The second article on the subject is somewhat less obviously ridiculous than the first. In it, political science professor Jacob Hacker argues that public opinion about the economy is pessimistic these days--despite the economy's fairly robust performance--because family income has become more and more unstable over the years. Hacker's solution: massive government-mediated income redistribution in the form of "insurance" against income instability, in the spirit of the Social Security program. By increasing the safety of the average family's income, Hacker argues, such programs would increase public confidence and encourage economically productive risk, in the same way other forms of insurance make otherwise excessively risky activities feasible.

Now, I'm all in favor of risk reduction through insurance, and I'm not at all averse to government-provided insurance, in those cases where it's valuable for it to be universal. Retirement and medical care are two such cases, in my opinion, and while I acknowledge the problems that have beset government-run health care and retirement insurance plans lately, I'm far from convinced that these problems are inherently insoluble.

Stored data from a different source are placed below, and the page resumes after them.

PR #6495, opened 2024-05-03
Options: Add 'label' argument to register_setting

Mamaduka:
A sync ticket for https://github.com/WordPress/gutenberg/pull/59243.

Trac ticket: https://core.trac.wordpress.org/ticket/61023

---
**This Pull Request is for code review only. Please keep all other discussion in the Trac ticket. Do not merge this Pull Request. See [GitHub Pull Requests for Code Review](https://make.wordpress.org/core/handbook/contribute/git/github-pull-requests-for-code-review/) in the Core Handbook for more details.**

PR #7298, opened 2024-09-05
Proposal: Add `label` argument to `register_meta` function

SantosGuillamot:
With the introduction of Block Bindings, it is more  common to see workflows where users need to see the custom fields that are available or connected. Right now, they are relying on the meta key, however, as reported [here](https://github.com/WordPress/gutenberg/issues/65066), it feels too technical sometimes.

In this pull request I'm exploring the possibility of adding a new `label` argument to include a human-readable name that can be used across the UI. 

Trac ticket: https://core.trac.wordpress.org/ticket/61998.

---

### DIFF
--- a/src/wp-includes/meta.php
+++ b/src/wp-includes/meta.php
@@ -1368,6 +1368,7 @@ function sanitize_meta( $meta_key, $meta_value, $object_type, $object_subtype = 
  * @since 5.3.0 Valid meta types expanded to include "array" and "object".
  * @since 5.5.0 The `$default` argument was added to the arguments array.
  * @since 6.4.0 The `$revisions_enabled` argument was added to the arguments array.
+ * @since 6.7.0 The `label` argument was added to the arguments array.
  *
  * @param string       $object_type Type of object metadata is for. Accepts 'post', 'comment', 'term', 'user',
  *                                  or any other object type with an associated meta table.
--- a/src/wp-includes/meta.php
+++ b/src/wp-includes/meta.php
@@ -1379,6 +1379,7 @@ function sanitize_meta( $meta_key, $meta_value, $object_type, $object_subtype = 
  *                                         the meta key will be registered on the entire object type. Default empty.
  *     @type string     $type              The type of data associated with this meta key.
  *                                         Valid values are 'string', 'boolean', 'integer', 'number', 'array', and 'object'.
+ *     @type string     $label             A human-readable label of the data attached to this meta key.
  *     @type string     $description       A description of the data attached to this meta key.
  *     @type bool       $single            Whether the meta key has one value per object, or an array of values per object.
  *     @type mixed      $default           The default value returned from get_metadata() if no value has been set yet.
@@ -1411,6 +1412,7 @@ function register_meta( $object_type, $meta_key, $args, $deprecated = null ) {
 	$defaults = array(
 		'object_subtype'    => '',
 		'type'              => 'string',
+		'label'             => '',
 		'description'       => '',
 		'default'           => '',
 		'single'            => false,
--- a/src/wp-includes/rest-api/fields/class-wp-rest-meta-fields.php
+++ b/src/wp-includes/rest-api/fields/class-wp-rest-meta-fields.php
@@ -478,6 +478,7 @@ abstract class WP_REST_Meta_Fields {
 
 			$default_schema = array(
 				'type'        => $default_args['type'],
+				'label'       => empty( $args['label'] ) ? '' : $args['label'],
 				'description' => empty( $args['description'] ) ? '' : $args['description'],
 				'default'     => isset( $args['default'] ) ? $args['default'] : null,
 			);
--- a/src/wp-includes/rest-api/fields/class-wp-rest-meta-fields.php
+++ b/src/wp-includes/rest-api/fields/class-wp-rest-meta-fields.php
@@ -478,7 +478,7 @@ abstract class WP_REST_Meta_Fields {
 
 			$default_schema = array(
 				'type'        => $default_args['type'],
-				'label'       => empty( $args['label'] ) ? '' : $args['label'],
+				'title'       => empty( $args['label'] ) ? '' : $args['label'],
 				'description' => empty( $args['description'] ) ? '' : $args['description'],
 				'default'     => isset( $args['default'] ) ? $args['default'] : null,
 			);
--- a/tests/phpunit/tests/meta/registerMeta.php
+++ b/tests/phpunit/tests/meta/registerMeta.php
@@ -92,6 +92,7 @@ class Tests_Meta_Register_Meta extends WP_UnitTestCase {
 				'' => array(
 					'flight_number' => array(
 						'type'              => 'string',
+						'label'             => '',
 						'description'       => '',
 						'single'            => false,
 						'sanitize_callback' => null,
@@ -117,6 +118,7 @@ class Tests_Meta_Register_Meta extends WP_UnitTestCase {
 				'' => array(
 					'category_icon' => array(
 						'type'              => 'string',
+						'label'             => '',
 						'description'       => '',
 						'single'            => false,
 						'sanitize_callback' => null,
@@ -172,6 +174,7 @@ class Tests_Meta_Register_Meta extends WP_UnitTestCase {
 				'' => array(
 					'flight_number' => array(
 						'type'              => 'string',
+						'label'             => '',
 						'description'       => '',
 						'single'            => false,
 						'sanitize_callback' => array( $this, '_new_sanitize_meta_cb' ),
@@ -254,6 +257,16 @@ class Tests_Meta_Register_Meta extends WP_UnitTestCase {
 		unregister_meta_key( 'post', 'registered_key2' );
 
 		$this->assertEmpty( $meta_keys );
+	}
+
+	public function test_get_registered_meta_keys_label_arg() {
+		register_meta( 'post', 'registered_key1', array( 'label' => 'Field label' ) );
+
+		$meta_keys = get_registered_meta_keys( 'post' );
+
+		unregister_meta_key( 'post', 'registered_key1' );
+
+		$this->assertSame( 'Field label', $meta_keys['registered_key1']['label'] );
 	}
 
 	public function test_get_registered_meta_keys_description_arg() {
@@ -340,6 +353,7 @@ class Tests_Meta_Register_Meta extends WP_UnitTestCase {
 				$subtype => array(
 					'flight_number' => array(
 						'type'              => 'string',
+						'label'             => '',
 						'description'       => '',
 						'single'            => false,
 						'sanitize_callback' => null,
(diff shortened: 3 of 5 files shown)


gziolo:
@peterwilsoncc, where would be the best place to get feedback on this one? @SantosGuillamot, we need a Trac ticket to milestone it correctly and bring more visibility to WP core contributors. There is also this question for integration with REST API of whether `label` is a strong enough indicator to automatically expose it in the endpoint and change the `show_in_rest` to `true` if no value is provided.

src/wp-includes/rest-api/fields/class-wp-rest-meta-fields.php
```diff
@@ -478,6 +478,7 @@ protected function get_registered_fields() {
 
 			$default_schema = array(
 				'type'        => $default_args['type'],
+				'label'       => empty( $args['label'] ) ? '' : $args['label'],
```
Mamaduka: IIRC, it should be `title` in the schema. See: https://github.com/WordPress/wordpress-develop/pull/6495#discussion_r1588903264

SantosGuillamot:
I've started experimenting on Gutenberg consuming this new label: https://github.com/WordPress/gutenberg/pull/65099. It is a good indicator of how it could improve the UX.

> we need a Trac ticket to milestone it correctly and bring more visibility to WP core contributors

I'll create a new ticket tomorrow 👌 

> There is also this question for integration with REST API of whether label is a strong enough indicator to automatically expose it in the endpoint and change the show_in_rest to true if no value is provided.

That's a good question. At first thought, I would be in favor for that, but I didn't think too much about the implications.

Mamaduka (commented):
@SantosGuillamot, you could probably use a similar shim for Gutenberg plugin - https://github.com/WordPress/gutenberg/pull/59243/files#diff-0cf2573ad2529936444e0e0f2465b71c305186389452daa1c9d0bdccca9031b8.

src/wp-includes/rest-api/fields/class-wp-rest-meta-fields.php
gziolo: I see that @Mamaduka is the pioneer in this space and went through the same path for site settings. Brilliant!

Mamaduka: All thanks to @TimothyBJacobs' guidance!

gziolo:
Looking at the prototype https://github.com/WordPress/gutenberg/pull/65099 that @SantosGuillamot built to showcase how useful it is, I'm motivated to push it forward to make the user experience much more compelling. Presenting labels for post meta over machine-generated keys seems to be an obvious choice for a number of reasons listed in the PR.

Mamaduka:
> There is also this question for integration with REST API of whether label is a strong enough indicator to automatically expose it in the endpoint and change the show_in_rest to true if no value is provided.

We should consider that all other `register_(object)` methods require explicitly setting `show_in_rest` for them to be exposed via REST API. Having different behavior for post-meta would be unexpected, in my opinion.

src/wp-includes/rest-api/fields/class-wp-rest-meta-fields.php
gziolo: I shared this PR in the REST API channel on WP Slack (link requires registration at http://chat.wordpress.org/):

https://wordpress.slack.com/archives/C02RQC26G/p1725559125954679

gziolo:
> We should consider that all other register_(object) methods require explicitly setting show_in_rest for them to be exposed via REST API. Having different behavior for post-meta would be unexpected, in my opinion.

Yes, this PR is actually doing exactly that for all types of meta, which I believe is the correct choice. We are also considering exposing more post object types through Block Bindings API (and UI) but there wasn't enough motivation for now.

src/wp-includes/rest-api/fields/class-wp-rest-meta-fields.php
TimothyBJacobs: Yep exactly, `title` is what the JSON Schema specifies.

SantosGuillamot: I have updated it in this commit: https://github.com/WordPress/wordpress-develop/pull/7298/commits/c307b4fe6f7079c498fa1d20f22c8147676c6449

Thanks for the guidance 🙂

src/wp-includes/rest-api/fields/class-wp-rest-meta-fields.php
```diff
@@ -478,7 +478,7 @@ protected function get_registered_fields() {
 
 			$default_schema = array(
 				'type'        => $default_args['type'],
-				'label'       => empty( $args['label'] ) ? '' : $args['label'],
+				'title'       => empty( $args['label'] ) ? '' : $args['label'],
```
gziolo, line 481: Woudl it make sense to call it `title` everywhere for consistency?

Mamaduka: I also considered it when working on the `register_setting` update.

The title is specific to JSON Schema. But WP seems to use the `label` property for human-readable labels both in PHP and JS.

SantosGuillamot: I thought the same and I followed the same reasoning. It seems `label` is used in other functions:
* [register_post_type](https://developer.wordpress.org/reference/functions/register_post_type/#parameters).
* [register_taxonomy](https://developer.wordpress.org/reference/functions/register_taxonomy/#parameters).
* [register_setting](https://developer.wordpress.org/reference/functions/register_setting/#parameters).

Having said that, both options are fine to me.

SantosGuillamot:
I have created the Trac ticket: https://core.trac.wordpress.org/ticket/61998#ticket.

I'm marking this as "Ready for review" because the code is supposed to be ready.

Mamaduka:
Let's add unit tests to confirm that `title` from Schema is exposed via the `OPTIONS` request.

Here's how I did it for settings - https://github.com/WordPress/wordpress-develop/pull/6495/files#diff-af62c99b4a5814e31ddbe08c227ee5d547f97f560fe61d26f42bf58beadc6a79.

P.S. I think we can land this without associated Gutenberg enhancement.

SantosGuillamot:
I have added a [unit test](https://github.com/WordPress/wordpress-develop/pull/7298/commits/74e3465c4059478fd87b99f8edd1a1c66c222e12) for `title` based on the existing one for `default`. I wasn't sure if they should be unified or it is okay this way. Just let me know 🙂 

> P.S. I think we can land this without associated Gutenberg enhancement.

I agree they can be handled separated. Now the Gutenberg PR has its own filter to manage it.

src/wp-includes/rest-api/fields/class-wp-rest-meta-fields.php
gziolo: I’m fine with `label` if there are multiple instances of it in so impactful APIs.

src/wp-includes/meta.php
```diff
@@ -1379,6 +1379,7 @@ function sanitize_meta( $meta_key, $meta_value, $object_type, $object_subtype =
  *                                         the meta key will be registered on the entire object type. Default empty.
  *     @type string     $type              The type of data associated with this meta key.
  *                                         Valid values are 'string', 'boolean', 'integer', 'number', 'array', and 'object'.
+ *     @type string     $label             A human-readable label of the data attached to this meta key.
```
Mamaduka, line 1383: We should also add a new `@since` tag to the `register_meta` mentioning the change.

Example: ``@since 6.7.0 Added the `label` argument.``

SantosGuillamot: You're totally right. I just added it in this commit: https://github.com/WordPress/wordpress-develop/pull/7298/commits/0abab555f4918717758351aef54c860a927a5b28

Mamaduka (approved):
The changes look good to me and all PHP Unit tests are passing ✅

tests/phpunit/tests/meta/registerMeta.php
```diff
@@ -256,6 +259,16 @@ public function test_get_registered_meta_keys_with_invalid_type_is_empty() {
 		$this->assertEmpty( $meta_keys );
 	}
 
+	public function test_get_registered_meta_keys_label_arg() {
```
gziolo, line 265:
```suggestion
	/**
	 * @ticket 61998
	 */
	public function test_get_registered_meta_keys_label_arg() {
```

gziolo (approved):
Same here; I left one nitpick in the test file.

This is fully functional and does the job perfectly for the use case covered in the description.

> There is also this question for integration with REST API of whether label is a strong enough indicator to automatically expose it in the endpoint and change the show_in_rest to true if no value is provided.

This is nice to have and can be discussed seperately.

SantosGuillamot:
> Same here; I left one nitpick in the test file.

I just pushed your suggestion 🙂 

> There is also this question for integration with REST API of whether label is a strong enough indicator to automatically expose it in the endpoint and change the show_in_rest to true if no value is provided.

I've started a separate pull request to discuss the potential implementation of this: https://github.com/WordPress/wordpress-develop/pull/7302

tests/phpunit/tests/rest-api/rest-post-meta-fields.php
```diff
@@ -3095,6 +3107,19 @@ public function test_default_is_added_to_schema() {
...
+	 * @ticket 61998
+	 */
+	public function test_title_is_added_to_schema() {
+		$request  = new WP_REST_Request( 'OPTIONS', '/wp/v2/posts' );
+		$response = rest_do_request( $request );
+
+		$schema = $response->get_data()['schema']['properties']['meta']['properties']['with_label'];
+
+		$this->assertArrayHasKey( 'default', $schema );
+		$this->assertSame( 'Meta Label', $schema['title'] );
```
peterwilsoncc: Is `default` correct here or are you intending to test for `title`?

As the test has multiple assertions, it will need to include messages for each to make it easier to discover the cause of failures.

```suggestion
		$this->assertArrayHasKey( 'default', $schema, 'Schema is expected to have the default property' );
		$this->assertSame( 'Meta Label', $schema['title'], 'Schema title is expected to be defined.' );
```

peterwilsoncc (commented):
Added a nitpick and a question to the tests.

Otherwise I think this looks good & will make the block bindings interface clearer.

tests/phpunit/tests/rest-api/rest-post-meta-fields.php
gziolo: It looks like a copy and paste issue from `test_default_is_added_to_schema` test. It should be `title` 😄

gziolo (commented):
So nice to see it close to ready.

tests/phpunit/tests/rest-api/rest-post-meta-fields.php
SantosGuillamot: You're totally right. Thanks for pointing that out. I've changed that in this commit: https://github.com/WordPress/wordpress-develop/pull/7298/commits/fcb7b6321dcc4e5c9748df005ad4469c976df8c4

I took the opportunity to include the messages in the other test I used as reference. I hope that's fine.

gziolo:
@SantosGuillamot, thank you for addressing the remaining feedback. I committed the changes with https://core.trac.wordpress.org/changeset/59023.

But Prof. Hacker's argument suffers from two glaring flaws. First of all, he rests his case on the premise that today's pessimism about the economy is a product of rising income instability. But his own figures indicate that income instability in America rose massively from the 1970's to the 1990's--the latter period being one of widespread economic optimism such as the nation hadn't seen for decades. Apparently, gloomy predictions are less well correlated with widespread income instability than he implies.

Secondly, Prof. Hacker writes as though economic insecurity is crowding out risk-taking on the part of anxious Americans. Yet American household debt--as pure an indicator of risk-taking as one can imagine--is at an all-time high today. (Indeed, this kind of risk-taking is likely more potent than income instability at generating feelings of economic insecurity.) If Hacker's goal is to correct the level of risk-taking among households, then he'd do better to recommend ways of increasing the costs of risk to today's credit card-bingeing, zero-down mortgage-signing American households.

There was a time when appeals for income redistribution were straightforward: one would cite the plight of some miserably disadvantaged group, and declare it a shame that they should suffer so terribly in a society where the privileged enjoyed such wealth. Apparently, it's much harder than it used to be to find such people, because today's advocates of redistributionism have to resort instead to absurdly specious arguments in making their case. We are, indeed, living in fortunate times.